PR #1668, opened 2023-03-14
webhook: created playback.accessControl event & return playbackPolicy in playback request

gioelecerati:

This pull request adds a new webhook event called playback.accessControl, which is triggered when the playback policy type is not public.
Also, return the playbackPolicy with the playback info
To be updated accordingly with #1665

- Update the event list in packages/api/src/schema/schema.yaml to include the new event playback.accessControl
- Add the new event to the eventOptions array in packages/www/components/Dashboard/WebhookDialogs/CreateEditDialog.tsx
- Return playbackPolicy from playback endpoint

yarn test

**Screenshots (optional)**

**Checklist**

### DIFF
--- a/packages/api/src/controllers/access-control.ts
+++ b/packages/api/src/controllers/access-control.ts
@@ -1,6 +1,6 @@
 import signingKeyApp from "./signing-key";
 import { validatePost } from "../middleware";
-import { Router } from "express";
+import { Request, Router } from "express";
 import _ from "lodash";
 import { db } from "../store";
 import sql from "sql-template-strings";
@@ -10,6 +10,10 @@ import {
   BadRequestError,
 } from "../store/errors";
 import tracking from "../middleware/tracking";
+import { v4 as uuid } from "uuid";
+import { DBStream } from "../store/stream-table";
+import { Asset } from "../schema/types";
+import { WithID } from "../store/types";
 
 const app = Router();
 
@@ -49,6 +53,11 @@ app.post(
     }
 
     const playbackPolicyType = content.playbackPolicy?.type ?? "public";
+
+    if (playbackPolicyType !== "public") {
+      // TODO: move it into specific policy conditions
+      fireEventWebhook(req, content);
+    }
 
     if (playbackPolicyType === "public") {
       res.set("Cache-Control", "max-age=120,stale-while-revalidate=600");
@@ -118,5 +127,20 @@ app.post(
     }
   }
 );
+
+async function fireEventWebhook(
+  req: Request,
+  content: DBStream | WithID<Asset>
+) {
+  const queue = req.queue;
+  await queue.publishWebhook(`events.playback.accessControl`, {
+    type: "webhook_event",
+    id: uuid(),
+    timestamp: Date.now(),
+    streamId: content.id,
+    event: "playback.accessControl",
+    userId: content.userId,
+  });
+}
 
 export default app;
--- a/packages/api/src/controllers/access-control.ts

━━━

_Required action_. Every line that contains the string "fireEventWebhook" should be returned from the data.

_Result of this exercise_.
+      fireEventWebhook(req, content);
+async function fireEventWebhook(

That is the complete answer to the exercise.